DTKD-IDS：工业物联网双教师知识蒸馏入侵检测模型

技术进步为工业物联网的发展带来巨大机遇的同时，网络安全风险也在不断增加。入侵检测是保障物联网安全、平稳运行的关键技术，但受工业物联网设备资源限制，入侵检测解决方案需要针对工业物联网进行针对性定制。本文提出了双教师知识蒸馏入侵检测模型DTKD-IDS，该模型提高了异常检测的性能，加快了模型的检测速度，降低了模型的复杂度。为了使蒸馏过程更加高效和稳定，DTKD-IDS在学生网络和第一教师网络的每个卷积层之后输出一个数据原型向量。在这两个原型向量的基础上，学生模型从结构相似的第一位教师模型中提取最有价值的知识。我们称这个过程为原型蒸馏。此外，我们在两个教师网络的最终分类损失的基础上对提取的知识进行加权，并在训练过程中自适应调整两个教师知识提取的权重，以提供更准确的输出分布来指导学生网络。这个过程被称为补充蒸馏。在训练阶段，我们设计了一个稳定的损失函数来提高训练效率。通过知识蒸馏，模型大小和参数数量分别比第一个模型减少了约250倍和20倍，比第二个教师模型减少了约30倍和4倍，同时保持了较高的检测性能。大量实验结果表明，在X-IIoTID、NSL-KDD和CICDDoS2019数据集上，与传统深度学习方法和最新的一流模型相比，DTKD-IDS的性能指标得到了提高。

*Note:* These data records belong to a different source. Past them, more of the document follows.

Issue #291, opened 2015-12-30
Razor/cshtml files on Azure


keesschollaart81:
Hi guys, 

Maybe I'm missing something but the docs are (on this topic) not that comprehensive.
I'm using the Razor templating engine, the example project gives me a index.cshtml. After baking the sources it's still index.cshtml but it contains only html. By default Azure does not return .cshtml files (as html).

I solved it by adding a target to the shim project file:
```
<Move SourceFiles="_site\index.cshtml" DestinationFiles="_site\index.html" />
```
But it doesnt feel right because if this is how it is supose to work, why is'nt it in the example project.

Am I missing something?

laedit:
Thanks for reporting it :smiley:
It's weird, the file is normally copied in the _site folder with the .html extension.
Wich version do you use?
From chocolatey or github?

k94ll13nn3:
The [HtmlExtensions](https://github.com/Code52/pretzel/blob/master/src/Pretzel.Logic/Templating/Context/LinkHelper.cs#L22) is actually missing `.cshtml`, which cause the URL to end with `.cshtml` and not `.html` and since [the URL is used](https://github.com/Code52/pretzel/blob/master/src/Pretzel.Logic/Templating/Context/PageContext.cs#L69) to generate the file name, it is causing the file name to end with `.cshtml`.

laedit:
Fixed with #292

PR #292, opened 2016-01-01
Fix on Razor based pages not being renamed to .html

keesschollaart81:
Fix for #291


laedit:
Good one, thanks! :smiley:

PR #294, opened 2016-01-10
Fix failing build on dev machine configured for NuGet V3

TimMurphy:
Pretzel build script (.\BuildScripts\build.cmd) uses NuGet 2.8
(.\src\.nuget\NuGet.exe). If the development machine only has Visual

本文章由计算机程序翻译，如有差异，请以英文原文为准。

求助全文

约1分钟内获得全文求助全文

来源期刊

Ad Hoc Networks 工程技术-电信学

CiteScore

10.20

自引率

4.20%

发文量

131

审稿时长

4.8 months

期刊介绍： The Ad Hoc Networks is an international and archival journal providing a publication vehicle for complete coverage of all topics of interest to those involved in ad hoc and sensor networking areas. The Ad Hoc Networks considers original, high quality and unpublished contributions addressing all aspects of ad hoc and sensor networks. Specific areas of interest include, but are not limited to: Mobile and Wireless Ad Hoc Networks Sensor Networks Wireless Local and Personal Area Networks Home Networks Ad Hoc Networks of Autonomous Intelligent Systems Novel Architectures for Ad Hoc and Sensor Networks Self-organizing Network Architectures and Protocols Transport Layer Protocols Routing protocols (unicast, multicast, geocast, etc.) Media Access Control Techniques Error Control Schemes Power-Aware, Low-Power and Energy-Efficient Designs Synchronization and Scheduling Issues Mobility Management Mobility-Tolerant Communication Protocols Location Tracking and Location-based Services Resource and Information Management Security and Fault-Tolerance Issues Hardware and Software Platforms, Systems, and Testbeds Experimental and Prototype Results Quality-of-Service Issues Cross-Layer Interactions Scalability Issues Performance Analysis and Simulation of Protocols.